Study explores face detection bias in race and gender
13 February 2018 16:04 GMT

A new study has found that face recognition software using machine learning often allocates an incorrect gender due to racial biases in its datasets.

The study by MIT and Microsoft experts looks at how bad facial-recognition software is at accurately identifying darker faces, especially when those faces belong to women. In a test to identify the sex of people from their faces, when the software was able to do so with more than 99% accuracy for light-skinned men. For darker-skinned women, the software could be wrong as frequently as one-third of the time.

The results shed more light on a known problem—how limited data sets can impact the effectiveness of artificial intelligence, which might in turn heighten bias against individuals as AI becomes more widespread.

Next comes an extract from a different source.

PR #9094, opened 2026-03-17
Migrate full-stack-tests/core from Certa+Mocha+webpack to Vitest via vitest-certa-bridge

hl662:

In the paper, Joy Buolamwini of the MIT Media Lab and Timnit Gebru of Microsoft Research, discussed the results of a software evaluation carried out in April and May of last year. For it, they gathered a database of 1,270 faces, drawn from images of lawmakers in countries with high percentages of women in power. Three of the countries were in Africa, while three were Nordic countries.

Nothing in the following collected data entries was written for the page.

PR #9101, opened 2026-03-18
Several improvements to SettingsDb APIs

hl662:
Working on adding more tests than just happy path and skeleton assertions, discovered a few problems around SettingsDb/WorkspaceDb versioned lookups and editable cache behavior.

- Fix editable SettingsDb / WorkspaceDb caching so repeated requests reuse the same instance for the same resolved db, with regression coverage for local lookups, semver-equivalent selectors, and default-name/version cases.
- Honor requested versions when creating cloud SettingsDb / WorkspaceDb entries, and default omitted cloud versions to `0.0.0`.
- Add prototype guarding for `getSetting()` using `Object.hasOwn()`.
- Remove the circular dependency by extracting `SettingsEditorImpl.ts` from `SettingsImpl.ts`.
- Clarify editor docs around local `createEmptyDb(...)` path/overwrite behavior and resolved-db caching semantics.

### DIFF
--- a/common/changes/@itwin/core-backend/nam-settingsDb-improvements_2026-03-18-16-16.json
+++ b/common/changes/@itwin/core-backend/nam-settingsDb-improvements_2026-03-18-16-16.json
@@ -2,7 +2,7 @@
   "changes": [
     {
       "packageName": "@itwin/core-backend",
-      "comment": "Improve SettingsDb",
+      "comment": "Fix WorkspaceDb/SettingsDb instance caching, cloud version defaulting, and `getSetting` prototype-chain guard.",
       "type": "none"
     }
   ],


core/backend/src/workspace/WorkspaceEditor.ts
```diff
@@ -34,6 +34,8 @@ export namespace WorkspaceEditor {
 
   /**
    * Create a new, empty, [[EditableWorkspaceDb]] file on the local filesystem for importing [[Workspace]] resources.
+   * @note The caller is responsible for ensuring that `localFileName` refers to a safe, intended path.
```
ben-polinsky: This note is scary in its ambiguity. What are you getting at here?

core/backend/src/workspace/WorkspaceEditor.ts
```diff
@@ -34,6 +34,8 @@ export namespace WorkspaceEditor {
...
+   * This function will overwrite any existing file at that location.
```
ben-polinsky: Should we provide an option to not?

core/backend/src/internal/workspace/SettingsEditorImpl.ts
```diff
@@ -0,0 +1,309 @@
...
+} from "../../workspace/SettingsEditor";
+import { BlobContainer } from "../../BlobContainerService";
+import { settingsDbDefaultName, SettingsDbImpl, settingsManifestProperty } from "./SettingsDbImpl";
+import { SettingsSqliteDb } from "./SettingsSqliteDb";
+import { constructSettingsEditorWorkspace, OwnedWorkspace } from "./WorkspaceImpl";
+import { _implementationProhibited, _nativeDb } from "../Symbols";
+import { SettingsImpl } from "./SettingsImpl";
+import { IModelJsFs } from "../../IModelJsFs";
+
+// ==================== SettingsEditor implementation ====================
```
johnnyd710: nit: don't need this

core/backend/src/internal/workspace/SettingsEditorImpl.ts
```diff
@@ -0,0 +1,309 @@
...
+  }
+
+  public getEditableDb(props?: SettingsDbProps): EditableSettingsDb {
+    const key = this._cacheKey(props);
+    const dbName = props?.dbName ?? settingsDbDefaultName;
+    let db = this._settingsDbs.get(key);
+    if (undefined === db) {
+      db = new EditableSettingsDbImpl(props ?? { dbName }, this);
+      this._settingsDbs.set(key, db);
+    }
```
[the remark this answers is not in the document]
johnnyd710: I think copilot is right here ^, you are caching by *request* instead of by resolution

core/backend/src/workspace/WorkspaceEditor.ts
hl662: Yeah fair. I rewrote this to be more concrete: don’t pass an untrusted or unintended path in localFileName, and this helper creates or overwrites the file at that location.

core/backend/src/internal/workspace/SettingsEditorImpl.ts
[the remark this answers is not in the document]
hl662: fair point, this is fixed now to cache keys off the resolved db rather than the requested. Added tests. Also you brought up EditorContainerImpl doesn't use a version keyed cache and I added the same fix there too, so workspace dbs will get the same fix

core/backend/src/workspace/SettingsEditor.ts
```diff
@@ -166,6 +167,8 @@ export interface EditableSettingsCloudContainer extends CloudSqliteContainer {
 
   /**
    * Get an editable [[SettingsDb]] to add, delete, or update settings *within a newly created version* of a SettingsDb.
+   * Editable DBs are cached per `(dbName, version)` pair — requesting a different version of the same `dbName`
+   * returns a distinct instance.
```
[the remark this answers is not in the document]
hl662: Updated. The docs now describe caching in terms of repeated calls that resolve to the same SettingsDb returning the same cached instance, instead of saying it is cached per (dbName, version) pair.

core/backend/src/workspace/WorkspaceEditor.ts
hl662: I didn’t add an overwrite option in this PR since that would expand the public API. Instead I clarified the current behavior in the docs and noted that callers needing fail-if-exists behavior should check.

Of course, the API is @beta, so maybe?

core/backend/src/internal/workspace/SettingsEditorImpl.ts
hl662: thanks, removed

core/backend/src/internal/workspace/WorkspaceImpl.ts
```diff
@@ -142,28 +142,29 @@ class WorkspaceContainerImpl implements WorkspaceContainer {
...
-      return join(this.dirName, `${props.dbName}.${workspaceDbFileExt}`); // local file, versions not allowed
+      return join(this.dirName, `${dbName}.${workspaceDbFileExt}`); // local file, versions not allowed
 
-    return CloudSqlite.querySemverMatch({ ...props, container, dbName: workspaceDbNameWithDefault(props.dbName) });
+    return CloudSqlite.querySemverMatch({ ...props, container, dbName });
   }
 
-  public addWorkspaceDb(toAdd: WorkspaceDb) {
-    if (undefined !== this._wsDbs.get(toAdd.dbName))
+  public addWorkspaceDb(toAdd: WorkspaceDb, cacheKey: string) {
```
johnnyd710: I don't think cacheKey should be an arg here (or elsewhere). A cache key is something you calculate, an impl detail hidden to the end-user - can you just use toAdd.dbFilename?

hl662: when I made this change I thought we only had dbName, not dbFileName @@ 
Also thought it was okay since end user cannot access this method, its marked internal. But yes you right, I've dropped the arg.

common/changes/@itwin/core-backend/nam-settingsDb-improvements_2026-03-18-16-16.json
```diff
@@ -0,0 +1,10 @@
+{
+  "changes": [
+    {
+      "packageName": "@itwin/core-backend",
+      "comment": "Improve SettingsDb",
```
ben-polinsky: This comment should be more explicit about changes or else removed.

hl662: yep, got a concise brief comment on the biggest changes now as the comment.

The researchers then ran the images against facial recognition software from three providers—IBM, Microsoft, and China’s Megvii (identified in the paper by the name of its software, Face++)—to asses how accurately each recognized the gender of the person pictured. (The researchers said they worked with binary gender classifications because of limitations with the data they were working with.)

The team discovered that all three companies were more likely to correctly identify a subject as male or female if the subject had pale skin.

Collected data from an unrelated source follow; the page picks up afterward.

PR #9102, opened 2026-03-19
Improve LocalHub's lock handling

### LINKED ISSUE #8749: HubMock doesn't handle locks properly

kring:
* Fixed #8749 
* Implemented @kabentley's improved algorithm for checking and updating changesets associated with particular element locks. This is described [here](https://github.com/iTwin/imodels-api/issues/224#issuecomment-3980847794). Keith believes (and I agree) the previous algorithm was incorrect. In real Hub, I believe this would result in locks being denied (pull required) more aggressively than necessary. This was less a problem in LocalHub due to other problems with the implementation, as described in #8749.
* Added tests to demonstrate how the new algorithm works under different scenarios.
* Made a clearer distinction between releasing and abandoning locks, though this isn't providing much value currently without #9045.

Just as a bit of history, I originally implemented this by building on top of #9045. Mostly because the new ServerBasedLocks tests in that PR are also a good way of testing these changes. Unfortunately, that will lead to conflicts in this PR when that PR is merged because of our "squash" merge strategy. I am strongly opposed to squash merging and will happily die on that hill if anyone wants to discuss it. 😁 But anyway, I rebased my changes on master for this PR.

### DIFF
--- a/common/config/rush/version-policies.json
+++ b/common/config/rush/version-policies.json
@@ -2,7 +2,7 @@
   {
     "policyName": "prerelease-monorepo-lockStep",
     "definitionName": "lockStepVersion",
-    "version": "5.8.0-dev.11",
+    "version": "5.8.0-dev.12",
     "nextBump": "prerelease"
   }
 ]
--- a/core/backend/package.json
+++ b/core/backend/package.json
@@ -1,6 +1,6 @@
 {
   "name": "@itwin/core-backend",
-  "version": "5.8.0-dev.11",
+  "version": "5.8.0-dev.12",
   "description": "iTwin.js backend components",
   "main": "lib/cjs/core-backend.js",
   "module": "lib/esm/core-backend.js",
--- a/core/bentley/package.json
+++ b/core/bentley/package.json
@@ -1,6 +1,6 @@
 {
   "name": "@itwin/core-bentley",
-  "version": "5.8.0-dev.11",
+  "version": "5.8.0-dev.12",
   "description": "Bentley JavaScript core components",
   "main": "lib/cjs/core-bentley.js",
   "module": "lib/esm/core-bentley.js",
--- a/core/common/package.json
+++ b/core/common/package.json
@@ -1,6 +1,6 @@
 {
   "name": "@itwin/core-common",
-  "version": "5.8.0-dev.11",
+  "version": "5.8.0-dev.12",
   "description": "iTwin.js components common to frontend and backend",
   "main": "lib/cjs/core-common.js",
   "module": "lib/esm/core-common.js",
--- a/core/ecschema-editing/package.json
+++ b/core/ecschema-editing/package.json
@@ -1,6 +1,6 @@
 {
   "name": "@itwin/ecschema-editing",
-  "version": "5.8.0-dev.11",
+  "version": "5.8.0-dev.12",
   "description": "ECSchema editing and validation API",
   "license": "MIT",
   "main": "lib/cjs/ecschema-editing.js",
--- a/core/ecschema-locaters/package.json
+++ b/core/ecschema-locaters/package.json
@@ -1,6 +1,6 @@
 {
   "name": "@itwin/ecschema-locaters",
-  "version": "5.8.0-dev.11",
+  "version": "5.8.0-dev.12",
   "description": "EC Schema file locaters",
   "license": "MIT",
   "main": "lib/cjs/ecschema-locaters.js",
--- a/core/ecschema-metadata/package.json
+++ b/core/ecschema-metadata/package.json
@@ -1,6 +1,6 @@
 {
   "name": "@itwin/ecschema-metadata",
-  "version": "5.8.0-dev.11",
+  "version": "5.8.0-dev.12",
   "description": "ECObjects core concepts in typescript",
   "license": "MIT",
   "main": "lib/cjs/ecschema-metadata.js",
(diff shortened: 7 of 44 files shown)


core/backend/src/LocalHub.ts
```diff
@@ -649,11 +752,23 @@ export class LocalHub {
     this.db.saveChanges();
   }
 
+  public abandonLocks(locks: LockMap, arg: BriefcaseIdArg) {
```
MichaelSwigerAtBentley, line 755: Do we want to expose this in HubMock? It might be useful for some of the multi-user unit tests down the line.

kring: It is already in #9045. That PR also exposes a "safe" form of `abandonLocks` in the public API all the way up through `LockControl` and `TxnManager`.

Do you think it's worthwhile to bring the `HubMock` change alone over to this PR? I guess it depends how long that other PR is likely to be held up in review, and how useful this one is in isolation in the meantime.

MichaelSwigerAtBentley: Cool, just took at look. I don't have an immediate need for it, so it can stay in the other PR. 👍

Past research has also shown that the accuracies of face recognition systems used by US-based law enforcement are systematically lower for people labeled female, Black, or between the ages of 18—30 than for other demographic cohorts.

"Inclusive benchmark datasets and subgroup accuracy reports will be necessary to increase transparency and accountability in artificial intelligence," write the authors. 

"The lack of datasets that are labeled by ethnicity limits the generalizability of research exploring the impact of ethnicity on gender classification accuracy", they add.